Supporters of open data should be relieved. Rep. Robert Hurt decided not to introduce a bill directing the Securities and Exchange Commission to exempt nearly 80 percent of public companies from the requirement to file financial statements in the XBRL structured data format.
During today’s hearing of the House Financial Services Committee’s subcommittee on capital markets, Rep. Hurt said he might still introduce legislation directing the SEC to exempt a smaller set of companies. He told his subcommittee colleagues he would circulate a discussion draft to interested parties before making a final decision.
The Data Transparency Coalition had vigorously opposed the prospect of an effective ban on the use of structured data for corporate financial statements filed with the SEC. The Coalition shares the frustrations expressed by Rep.

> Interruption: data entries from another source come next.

PR #95, opened 2019-02-28
Replace cupsTempFd() with tmpfile()

ppawliczek:


tillkamppeter:
Why do you want to replace cupsTempFd() with tmpfile()?

tillkamppeter:
Thank you very much for your contribution.
Unfortunately, we will not merge it into our code base, as we decided to stay with the cupsTempFd() function here for the following reasons:
- We need not only to have a temporary file opened but we also need to have access to its file name. tmpfile() only gives us a file descriptor so that we can read and write the file, but not the file name. The separation of file name/file descriptor creation and actual file creation should not be a problem as the file name is not predictable.
- We need to control with environment variables in which directory the temporary file is created. As cups-filters will be used in several sand-boxed packages, like CUPS and also Printer Applications we cannot use tmpfile() where it is not assured that it follows temporary variable for the directory where it drops the file.
- The method of how it determines the file name does perhaps produce less different names in a short time but still enough for our use cases (See also apple/cups#3382).

PR #98, opened 2019-03-07
Set orientation for crop-to-fit and fill in pdftopdf.

dheeraj135:
Bug fix for #92. 
When the input format is other than "pdf"(like ps) and ```pdftopdf``` filter chain is being used then ```pdftopdf``` is unable to automatically set the orientation for crop-to-fit and fill options. When orientation is not set, the is_landscape function is used to check orientation of the input file.


tillkamppeter:
Thanks for the fix. I have applied it now.

PR #178, opened 2018-09-27
COG-639 Integrate with API for User Details

RamuKammagani-osi:


RamuKammagani-osi:
Addressed in PR https://github.com/ca-cwds/county-admin/pull/179.

PR #182, opened 2018-09-28
COG-639 Disable edit button based on response from API

RamuKammagani-osi:
- [x] Refactor user detail services 

- [x]  Disable the edit button based on response from API

- [x] Add unit tests


app/javascript/containers/detailsContainer.js
```diff
@@ -17,12 +17,12 @@ import { bindActionCreators } from 'redux';
 
 function mapStateToProps(state) {
   return {
+    userEditOption: selectUserDetailObject(state),
```
Nasir2712: I would suggest you create a new selector for this, for example, something like getUserDetailEditableOption

app/javascript/selectors/detailSelector.js
```diff
@@ -1,36 +1,16 @@
 import safeGet from 'lodash.get';
```
Nasir2712: It would be much better if we handle all the necessary logic here in the selectors, just as we are doing for every other json from the API. If we create a new selector that will return the editable value, I think that should be very simpler. You could just return something like 
```!(state.fetchDetails.editable)``` -> this should return you the not of boolean or whatever the API is sending so that you can get rid of that mapper in the component.

File: app/javascript/views/userDetail/UserDetail.jsx [hunk 3]
```diff
@@ -134,7 +136,7 @@ export default class UserDetail extends Component {
                 details={this.state.details}
                 onEdit={this.onEditClick}
                 permissionsList={permissionsList}
-                disableEditBtn={this.props.disableEditBtn}
+                disableEditBtn={disableEditBtn(this.state.isUserEditable)}
```
Nasir2712: if you have everything in the selector, this could be just this.props.userEditOption

app/javascript/views/userDetail/UserDetail.jsx
```diff
@@ -15,6 +16,7 @@ export default class UserDetail extends Component {
       alert: false,
       disableActionBtn: true,
       details: props.details,
+      isUserEditable: props.userEditOption,
```
Nasir2712: you wouldn't need this.

app/javascript/selectors/detailSelector.test.js
```diff
@@ -1,10 +1,57 @@
...
+    });
+
+    it('selects the user detail object when fetchDetails exist', () => {
+      const state = {
+        fetchDetails: {},
+      };
+      expect(selectUserDetailObject(state)).toEqual(null);
+    });
+
+    it('selects the user detail object when details exist', () => {
```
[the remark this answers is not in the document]
RamuKammagani-osi: Done!

app/javascript/_utils/codeToTextTranslator.js
```diff
@@ -18,3 +18,19 @@ export function userStatusTranslator(status) {
...
+
+export function setAccountStatus(enabled) {
+  const status = {
+    true: 'Active',
+    false: 'Inactive',
+  };
+  return status[enabled];
+}
+
+export function disableEditBtn(editable) {
```
Nasir2712: you can also get rid of the method as well. if you handle everything in the selector.

app/javascript/_utils/codeToTextTranslator.js
```diff
@@ -18,3 +18,19 @@ export function userStatusTranslator(status) {
   };
   return userText[status] || '';
 }
+
+export function setAccountStatus(enabled) {
```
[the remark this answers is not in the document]
RamuKammagani-osi: Updated the function name

app/javascript/views/userDetail/UserDetailShow.test.js
```diff
@@ -102,7 +108,7 @@ describe('UserDetailEdit', () => {
       ).toEqual(expectedValue);
     });
 
-    it('checks disable edit button props', () => {
+    it('card disabled wprop will be set to true based on disableEditBtn', () => {
```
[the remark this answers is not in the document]
RamuKammagani-osi: Updated!

app/javascript/containers/detailsContainer.js

app/javascript/selectors/detailSelector.js
RamuKammagani-osi: Agreed, Updated!

app/javascript/views/userDetail/UserDetail.jsx
RamuKammagani-osi: Updated!

app/javascript/views/userDetail/UserDetail.jsx
RamuKammagani-osi: 👍

app/javascript/_utils/codeToTextTranslator.js
RamuKammagani-osi: Agreed, and Updated!

app/javascript/_utils/codeToTextTranslator.js
```diff
@@ -18,3 +18,19 @@ export function userStatusTranslator(status) {
...
+  };
+  return status[enabled];
+}
+
+export function disableEditBtn(editable) {
+  const disableBtn = {
+    true: false,
+    false: true,
+  };
+  return disableBtn[editable];
```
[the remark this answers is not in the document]
RamuKammagani-osi: I have updated the code, So i have removed the function and handled that logic in selector.

app/javascript/selectors/detailSelector.js
```diff
@@ -1,36 +1,19 @@
...
-
-export const checkEditDisabledBtn = state => {
-  const accountUserName = getAccountUserName(state);
-  const userDetailRecordId = getUserDetailRecordId(state);
-  if (accountUserName && userDetailRecordId) {
-    return accountUserName === userDetailRecordId;
-  }
-};
+export const checkEditDisable = state =>
+  !safeGet(state, 'fetchDetails.details.records.editable');
```
Nasir2712: will this handle null and undefined checks too?

RamuKammagani-osi: Yes, Added specs for those two scenarios.

Nasir2712: cool

app/javascript/views/userDetail/UserDetailShow.test.js
```diff
@@ -102,7 +108,7 @@ describe('UserDetailEdit', () => {
       ).toEqual(expectedValue);
     });
 
-    it('checks disable edit button props', () => {
+    it('sets card disabled prop to true based on disableEditBtn', () => {
```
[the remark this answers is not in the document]
RamuKammagani-osi: Updated!

PR #185, opened 2018-10-02
Fix autoloading user details

kelfink:
The UserDetails  class in lib/user.rb was occasionally being references before the User class had been found using auto-loading.  If you load the verify_user page before viewing a detail page, for instance, it tries to find the UserDetails class but can't because it's in the wrong file name.  Separating them fixes the issue.


app/javascript/views/usersList/UsersList.jsx
```diff
@@ -48,14 +48,17 @@ class UserList extends PureComponent {
...
   initialLoadQuery = loggedInUserAccount => {
-    return this.isOfficeAdmin(loggedInUserAccount)
-      ? [
-          {
-            field: 'office_ids',
-            value: loggedInUserAccount.admin_office_ids,
-          },
-        ]
-      : [];
+    if (this.isOfficeAdmin(loggedInUserAccount)) {
```
edgibbs: Ternary works, but I agree it's clearer here with the old fashioned if else

kelfink: I didn't want to call a mutating setOfficeList method in addition to the symmetric return I'm doing in the if and else, all in a ternary. so yeah.

PR #186, opened 2018-10-02
COG-637-Enable/disable search button

sunilb0575:
**User story:**
- https://osi-cwds.atlassian.net/browse/COG-637

**Description:**
- Endpoint for office list drop down is changed to 
```/perry/idm/admin-offices```
- Search button will remain disabled until the search criteria is changed.

### CODE REVIEW

File: app/javascript/views/usersList/UsersList.jsx [hunk 1]
```diff
@@ -130,13 +131,20 @@ class UserList extends PureComponent {
...
-    return lastNameSearch.value === nextSearch;
+    const { selectedOfficesList, nextSearch, query } = this.props;
+
+    const lastNameSearch = query.find(({ field }) => field === 'last_name');
+
+    const officeSearch = query.find(({ field }) => field === 'office_ids');
+
+    if (
+      _.isEqual(officeSearch.value.sort(), selectedOfficesList.sort()) &&
+      lastNameSearch.value === nextSearch
```
kelfink: reverse the order of these && clauses to shortcut the more expensive sorting and comparison/
Simply return the value of the &&'d clauses since the if and else blocks are just returning true / false respectively.

app/javascript/views/usersList/UsersList.jsx
```diff
@@ -18,6 +18,7 @@ import {
   lastLoginDate,
   officesListToOptions,
 } from '../../_constants/constants';
+import _ from 'lodash';
```
kelfink: I'd rather see us using the modularized https://www.npmjs.com/package/lodash.isequal. and not load all of lodash.

app/javascript/views/usersList/UsersList.jsx
```diff
@@ -237,6 +245,7 @@ class UserList extends PureComponent {
                         selectedOption={selectedOfficesList}
                         options={officesListToOptions(officesList)}
                         label="Filter by Office Name"
+                        placeholder={`(${officesList.length})`}
```
kelfink: isn't this line equivalent to :
`placeholder={officesList.length}`. ?

app/javascript/views/usersList/UsersList.test.js
```diff
@@ -212,13 +217,13 @@ describe('UsersList', () => {
...
           nextSearch="last_name_value"
+          selectedOfficesList={['somevalue']}
         />
       );
       expect(component.instance().isDisabledSearchBtn()).toEqual(true);
     });
 
-    it('returns false when search query is not passed', () => {
-      const query = [{}];
+    it('returns false when search query and entered search criteria are different', () => {
```
kelfink: Does this mean that we *always* pass a search query new ?  Because you have changed/removed this test case.

app/javascript/views/usersList/UsersList.jsx
kelfink: oh, those are literal on the screen.  I see.  Could those parens be rendered in the component instead of here?

kelfink: I see why now. Ok, accepted.

app/javascript/views/usersList/UsersList.test.js
kelfink: OK

sunilb0575:
jenkins, retest this please

kelfink:
retest this please

app/javascript/views/usersList/UsersList.jsx
```diff
@@ -130,13 +131,16 @@ class UserList extends PureComponent {
...
-    const lastNameSearch = query.find(
-      ({ field, value }) => field === 'last_name'
+    const { selectedOfficesList, nextSearch, query } = this.props;
+
+    const lastNameSearch = query.find(({ field }) => field === 'last_name');
+
+    const officeSearch = query.find(({ field }) => field === 'office_ids');
+
+    return (
+      lastNameSearch.value === nextSearch &&
```
kelfink: should be :` lastNameSearch && lastNameSearch.value === nextSearch &&`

Hurt. Investors don’t make much use of XBRL data because they distrust its quality. Companies don’t believe their efforts to create XBRL-formatted financial statements are worthwhile.
But the Coalition believes that to simply roll back the clock on open data–and return to paper-based disclosure–is not a solution. Instead, the SEC should heed calls from investors, the House Appropriations Committee, and the House Oversight Committee to fully enforce the quality of existing structured data filings and to transform more of its disclosure system from documents into structured, open data.
Witnesses at today’s hearing voiced consistent opinions. Noting that collecting disclosures in plain text is “1930s technology,” Tom Quaadman, director of the U.S. Chamber of Commerce’s Center for Capital Markets Competitiveness, testified that the SEC should adopt structured data for its entire disclosure system. He supported the possibility of further delays and exemptions from XBRL until such a system is ready.
“I think we would all agree that [transparency] is one of the cornerstones of our capital markets,” offered Rep. Hurt during his exchange with Quaadman. However, he noted, many investors are simply not using the SEC’s XBRL data.
“The SEC has moved away from what is material to investors,” replied Quaadman, “and the more we have moved away from that, the more inefficient our capital markets have become.”
Speaking on behalf of the North American Securities Administrators Association (NASAA), Heath Abshure embraced XBRL, citing the risks to investors from a lack of reliable data to evaluate. He also supported House Oversight Committee chairman Rep. Darrell Issa’s (R-CA) recent advocacy for reform at the SEC.
The Data Transparency Coalition hopes members of Congress interested in delivering actionable data to investors–including both XBRL supporters like Issa and critics like Rep. Hurt–will begin working on a compromise.
Today’s hearing opened the door for legislation that would (a) provide limited and temporary exemptions from the XBRL reporting requirement; (b) ensure better enforcement of data quality to make XBRL data more useful for investors; and (c) direct the SEC to adopt structured data formats for its whole disclosure regime, moving beyond the just the financial statements to include proxy filings, earnings releases, lists of subsidiaries, and other submissions.